PR #92185, opened 2023-09-16
Fix #91958: use `mach_timebase_info` to determine process time coefficient on macOS

### LINKED ISSUE #91958: Process::TotalProcessorTime is about 42 times lower than expected on ARM64 Mac
### Description

Let's consider this process on my system that has PID of 66358 (as shown by the Activity Monitor):
image

It has about 22 hours of CPU time.

### Reproduction Steps

Write and run this program:
```csharp
using System.Diagnostics;

var process = Process.GetProcessById(66358);
Console.WriteLine(process.TotalProcessorTime);
Console.WriteLine(process.TotalProcessorTime * 42);
```

### Expected behavior

This program should output about 22 hours in the first line, and some nonsensical value in the second line.

### Actual behavior

```
00:00:32.3739259
00:22:39.7048878
```

### Regression?

_No response_

### Known Workarounds

Multiply the result by 42 on ARM64 Mac :)

### Configuration

Macbook Pro M2 Max, ARM64
.NET SDK 7.0.202

### Other information

This is not the first time this API behaves problematically on macOS. The previous fix was https://github.com/dotnet/corefx/pull/37637

I suspect that the fix was incorrect: in reality, we should call `mach_timebase_info` to get the coefficient to convert the value returned by the underlying API to nanoseconds, and apparently that value may be system-dependent.

ForNeVeR:
Closes #91958.

I have compared the results of the process timing functions to the results of `ps` on my M2 MacBook device, and they seem to work properly after the changes.

The new tests were properly failing before the change (since we were returning values 42 times lower than the native results), and are, of course, green after the changes.


src/libraries/System.Diagnostics.Process/src/System/Diagnostics/Process.OSX.cs
```diff
@@ -109,5 +110,16 @@ private static Interop.libproc.rusage_info_v3 GetCurrentProcessRUsage()
...
             return Interop.libproc.proc_pid_rusage(Environment.ProcessId);
         }
+
+        private static unsafe Interop.libSystem.mach_timebase_info_data_t GetTimeBase()
+        {
+            Interop.libSystem.mach_timebase_info_data_t timeBase = default;
+            var returnCode = Interop.libSystem.mach_timebase_info(&timeBase);
+            if (returnCode != 0)
+            {
+                throw new Win32Exception(returnCode);
```
ForNeVeR, line 120: Please check if this is correct.

src/libraries/System.Diagnostics.Process/tests/ProcessTests.Unix.cs
```diff
@@ -1016,3 +1049,13 @@ private static string StartAndReadToEnd(string filename, string[] arguments)
         }
     }
 }
+
+// TODO: Use the actual localization data in here?
```
ForNeVeR, line 1053: Please help me to figure out what to do with this.

Apparently, the `Interop.*.cs` files I've added to the test assembly relies on resources/localization, but I haven't figured out how to reuse the main projects' resources in tests.

I think it's possible to just duplicate the API I use in tests here and get rid of `SR`. But this will be quite a lot of duplication, since the structure returned by `proc_pid_rusage` is kinda long.

src/libraries/System.Diagnostics.Process/src/System/Diagnostics/Process.OSX.cs
ForNeVeR: One possibility I see here would be to just return a coefficient of `1` in case of an error in this place, to fall back to the old behavior.

tmds: > One possibility I see here would be to just return an effective coefficient of numer: 1, denom: 1 in case of an error in this place, to fall back to the old behavior.

Yes, let's do this.

And, let's add a `Debug.Assert` so debug test runs will fail if this would ever return non-success.

Should we account for `mach_timebase_info` not existing on some systems?

am11: I think our minimum macOS support offsets this API’s minimum requirement.

ForNeVeR: Apparently [it was available at least in OS X 10.10.1](https://stackoverflow.com/a/31454136/2684760) back in 2015, and .NET only supports 10.15+, so we should be okay.

I'll apply the suggestion.

ForNeVeR: Done!

src/libraries/Common/src/Interop/OSX/Interop.libSystem.cs
```diff
@@ -0,0 +1,22 @@
...
+using System.Diagnostics;
+using System.Runtime.InteropServices;
+
+internal static partial class Interop
+{
+    internal static partial class libSystem
+    {
+        [LibraryImport(Interop.Libraries.libSystem)]
+        public static unsafe partial int mach_timebase_info(mach_timebase_info_data_t* info);
+        public struct mach_timebase_info_data_t
```
adamsitnik, line 16: @jkoritzinsky @AaronRobinsonMSFT In terms of marshaller best practices, do we need to explicitly specify sequential layout for such structs?

```suggestion
        [StructLayout(LayoutKind.Sequential)]
        public struct mach_timebase_info_data_t
```

src/libraries/System.Diagnostics.Process/src/System/Diagnostics/Process.OSX.cs
```diff
@@ -10,6 +10,7 @@ namespace System.Diagnostics
     public partial class Process
     {
         private const int NanosecondsTo100NanosecondsFactor = 100;
+        private static readonly Interop.libSystem.mach_timebase_info_data_t timeBase = GetTimeBase();
```
adamsitnik, line 13: It would be better to initialize this field lazily, when we need it for the first time. Otherwise this sys-call:
- may be called even if we don't need it (during type initializaiton)
- in theory it may fail and be very hard to handle properly

Since we use the following logic in 4 places:

```cs
return new TimeSpan(Convert.ToInt64($ulong * timeBase.numer / timeBase.denom / NanosecondsTo100NanosecondsFactor));
```

 we could introduce a helper method that could take care of everything, something like this:

```suggestion
        private static volatile uint s_timeBase_numer, s_timeBase_denom;
        
        private static TimeSpan Map(ulong sysTime)
        {
            uint denom = s_timeBase_denom;
            if (denom == default)
            {
                Interop.libSystem.mach_timebase_info_data_t timeBase = GetTimeBase();
                s_timeBase_denom = denom = timeBase.denom;
                s_timeBase_numer = timeBase.numer;
            }
            uint numer = s_timeBase_numer;
            
            return new TimeSpan(Convert.ToInt64(sysTime * numer / denom / NanosecondsTo100NanosecondsFactor));
        }
```

src/libraries/System.Diagnostics.Process/src/System/Diagnostics/Process.OSX.cs
```diff
@@ -82,7 +83,7 @@ public TimeSpan UserProcessorTime
             {
                 EnsureState(State.HaveNonExitedId);
                 Interop.libproc.rusage_info_v3 info = Interop.libproc.proc_pid_rusage(_processId);
-                return new TimeSpan(Convert.ToInt64(info.ri_user_time / NanosecondsTo100NanosecondsFactor));
+                return new TimeSpan(Convert.ToInt64(info.ri_user_time * timeBase.numer / timeBase.denom / NanosecondsTo100NanosecondsFactor));
```
adamsitnik, line 86: thank you for finding and updating all use cases! 👍

src/libraries/System.Diagnostics.Process/tests/ProcessTests.Unix.cs
adamsitnik: That is a great question!

You should be able to reference the resource file in the test project similar to:

https://github.com/dotnet/runtime/blob/913231acc359c5e94d4397e8fe0c8a38ae6b0c5a/src/libraries/System.Formats.Tar/tests/System.Formats.Tar.Tests.csproj#L5

adamsitnik (commented):
Overall it looks good, but I found few places that could be polished a bit.

Thank you for your contribution @ForNeVeR !

src/libraries/Common/src/Interop/OSX/Interop.libSystem.cs
AaronRobinsonMSFT: Technically, no. Value types in .NET default to sequential layout. However, and this is annoying, there are some Roslyn warnings that are suppressed if one does explicitly mark the type with sequential layout. The reasoning here is historical, but the gist is if Roslyn complains about unreferenced fields, which can happen for types used in interop, then placing `StructLayout(LayoutKind.Sequential)` on the type will automatically suppress the warning.

The interop team's general guidance here has been to accept the defaults except where there is annoying friction with C# or where the tooling requires explicit details. This falls into the C# friction bucket, but only if a warning is emitted.

adamsitnik: @AaronRobinsonMSFT thank you for a very detailed answer!

src/libraries/System.Diagnostics.Process/tests/ProcessTests.Unix.cs
ForNeVeR: For some reason, this only started working for me after I added OSX-specific TFM to the test project. I guess it has something to do with how the resource layout works? Anyway, please take another look at the current solution. I have to say I am a bit confusing around this part.

src/libraries/Common/src/Interop/OSX/Interop.libSystem.cs
ForNeVeR: I can't see any related warnings in the compilation (and also we seem to have warnings as errors enabled in this part?).

Does this mean this attribute is unnecessary? I am totally okay with adding that if required. Though, yeah, we all know that sequential is the default struct layout 😅

src/libraries/System.Diagnostics.Process/src/System/Diagnostics/Process.OSX.cs
ForNeVeR: Yeah, agree with your reasoning and applied a bit modified version of this snippet (the only change is in naming, I like `MapTime` a little bit better).

src/libraries/Common/src/Interop/OSX/Interop.libSystem.cs
AaronRobinsonMSFT: > Does this mean this attribute is unnecessary?

Yes.

ForNeVeR:
Build on CI is now failing due to something being wrong with `SR` on Windows. Have I broken that? I need help with resources, I don't think my changes to `StringResourcesPath` were right.

src/libraries/System.Diagnostics.Process/tests/System.Diagnostics.Process.Tests.csproj
```diff
@@ -2,9 +2,10 @@
   <PropertyGroup>
     <AllowUnsafeBlocks>true</AllowUnsafeBlocks>
     <IncludeRemoteExecutor>true</IncludeRemoteExecutor>
-    <TargetFrameworks>$(NetCoreAppCurrent)-windows;$(NetCoreAppCurrent)-unix;$(NetCoreAppCurrent)-browser</TargetFrameworks>
+    <TargetFrameworks>$(NetCoreAppCurrent)-windows;$(NetCoreAppCurrent)-unix;$(NetCoreAppCurrent)-browser;$(NetCoreAppCurrent)-osx</TargetFrameworks>
     <IgnoreForCI Condition="'$(TargetOS)' == 'browser'">true</IgnoreForCI>
     <EnableLibraryImportGenerator>true</EnableLibraryImportGenerator>
+    <StringResourcesPath>$(MSBuildProjectDirectory)\..\src\Resources\Strings.resx</StringResourcesPath>
```
am11, line 8: We have two options:

1. Include the two keys in test resources:
    ```xml
	  <data name="CantGetAllPids" xml:space="preserve">
	    <value>Could not get all running Process IDs.</value>
	  </data>
	  <data name="RUsageFailure" xml:space="preserve">
	    <value>Failed to set or retrieve rusage information. See the error code for OS-specific error information.</value>
	  </data>
    ```
    in:
    https://github.com/dotnet/runtime/blob/b4a3c9e6fbe09d2f52465e2189d57ef5c04b94c3/src/libraries/System.Diagnostics.Process/tests/Resources/Strings.resx#L1
    and delete this hard-coded line.

2. Include test resources alongside source ones -- separated by semicolon `;`:
    ```xml
		 <StringResourcesPath>$(MSBuildProjectDirectory)\Resources\Strings.resx;$(MSBuildProjectDirectory)\..\src\Resources\Strings.resx</StringResourcesPath>
    ```

    multiple resources seem to be supported.

Option 1 is probably much cleaner that avoids mixing stuff, but I'll defer to others. cc @ViktorHofer

src/libraries/System.Diagnostics.Process/src/System/Diagnostics/Process.OSX.cs
```diff
@@ -109,5 +110,33 @@ private static Interop.libproc.rusage_info_v3 GetCurrentProcessRUsage()
...
+            uint denom = s_timeBase_denom;
+            if (denom == default)
+            {
+                Interop.libSystem.mach_timebase_info_data_t timeBase = GetTimeBase();
+                s_timeBase_denom = denom = timeBase.denom;
+                s_timeBase_numer = timeBase.numer;
+            }
+            uint numer = s_timeBase_numer;
+
+            return new TimeSpan(Convert.ToInt64(sysTime * numer / denom / NanosecondsTo100NanosecondsFactor));
```
danmoseley, line 125: Should it do the last division first, like here?

https://chromium.googlesource.com/chromium/src/+/refs/tags/58.0.3029.141/base/time/time_mac.cc#43

(I don't know what values it typically returns)

danmoseley: Oh, this says it gets the 42 from 125/3. Does 125 * ticks go over ulong max?

https://stackoverflow.com/questions/69318594/how-to-get-the-true-value-of-the-system-clock-in-raw-ticks-i-e-mach-absolute-t

danmoseley: Also I suppose you can store 1000 * denom 

I'm sure someone will point out that won't necessarily give the exact same result @tannergooding 🙂

src/libraries/System.Diagnostics.Process/tests/System.Diagnostics.Process.Tests.csproj
ViktorHofer: Agreed. Option 1 is cleaner while it adds some duplication.

src/libraries/System.Diagnostics.Process/src/System/Diagnostics/Process.OSX.cs
ForNeVeR: That's a good point, but I was concerned about losing some precision due to doing division first. Though I can't wrap my head around it right now. Will try to do more thorough analysis later today.

ForNeVeR: Ok, here are my thoughts.

Typical tick values are pretty large actually. For comparison, let's consider a program that was working on a single-core CPU for a year.
```
> [TimeSpan]::FromDays(365).Ticks
315360000000000
> [long]::MaxValue
9223372036854775807
```

(here I consider `long` since `TimeSpan` takes `long` in its ctor, ot `ulong`)

This means we will overflow on a `numer` of `29248` (or if our tick value will get significantly bigger, i.e. we take 29000 years into account, or a CPU with 29k cores).

This is very far from being realistic, but it is also much closer than I expected. So, to be on the safe side, let's do the same as Chromium does: divide by our factor first, to get a hundred times more space, by losing some precision.

We may, of course, also do `value / (denom * 100) * numer` which is relatively the same, yet will lose a bit more precision as well.

danmoseley: I'm also OK with asserting that numer is reasonably small ( say < 1000) as an alternative, since we suspect that will always be true.

ForNeVeR: My current suggestion is to leave this as `sysTime / NanosecondsTo100NanosecondsFactor * numer / denom`.

I am not sure how useful an assertion would be in this code. Perhaps it'd be better to add `checked`, since we are concerned by overflow? We do not expect this code to be too performance sensitive, so `checked` might be good.

What do you think?

ForNeVeR:
I believe that all the existing feedback is addressed, so I'm waiting for further feedback. Thank you so much for your time, folks.

src/libraries/System.Diagnostics.Process/src/System/Diagnostics/Process.OSX.cs
danmoseley: Not my area, but I"m not sure an exception would be an improvement. I'd be interested in thoughts of a numeric expert like @tannergooding . I'll step aside for area owners to sign off overall...

ForNeVeR: I would say that an explicit exception might be an improvement (especially since it would be thrown from a member property such as `TotalProcessorTime` and not on class init).

But of course, I am ready to listen to other suggestions.

marek-safar:
@dotnet/area-system-diagnostics-process please review

EgorBo:
Ping @dotnet/area-system-diagnostics-process

adamsitnik (approved):
LGTM, thank you for your fix @ForNeVeR !

And apologies for the delay (I was on a parental leave).

src/libraries/System.Diagnostics.Process/tests/Resources/Strings.resx
```diff
@@ -120,4 +120,10 @@
   <data name="Argv_IncludeDoubleQuote" xml:space="preserve">
     <value>The argv[0] argument cannot include a double quote.</value>
   </data>
+  <data name="CantGetAllPids" xml:space="preserve">
```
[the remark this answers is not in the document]
adamsitnik: https://github.com/dotnet/runtime/pull/93539

ForNeVeR:
Thank you so much for help! ❤️

jeffhandley:
Backporting this fix to 8.0 since this was reported again in #98121.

** Instructions for the task **
Go through the material and select each line with the string "area" in it.

** Exercise result **
danmoseley: Not my area, but I"m not sure an exception would be an improvement. I'd be interested in thoughts of a numeric expert like @tannergooding . I'll step aside for area owners to sign off overall...
@dotnet/area-system-diagnostics-process please review
Ping @dotnet/area-system-diagnostics-process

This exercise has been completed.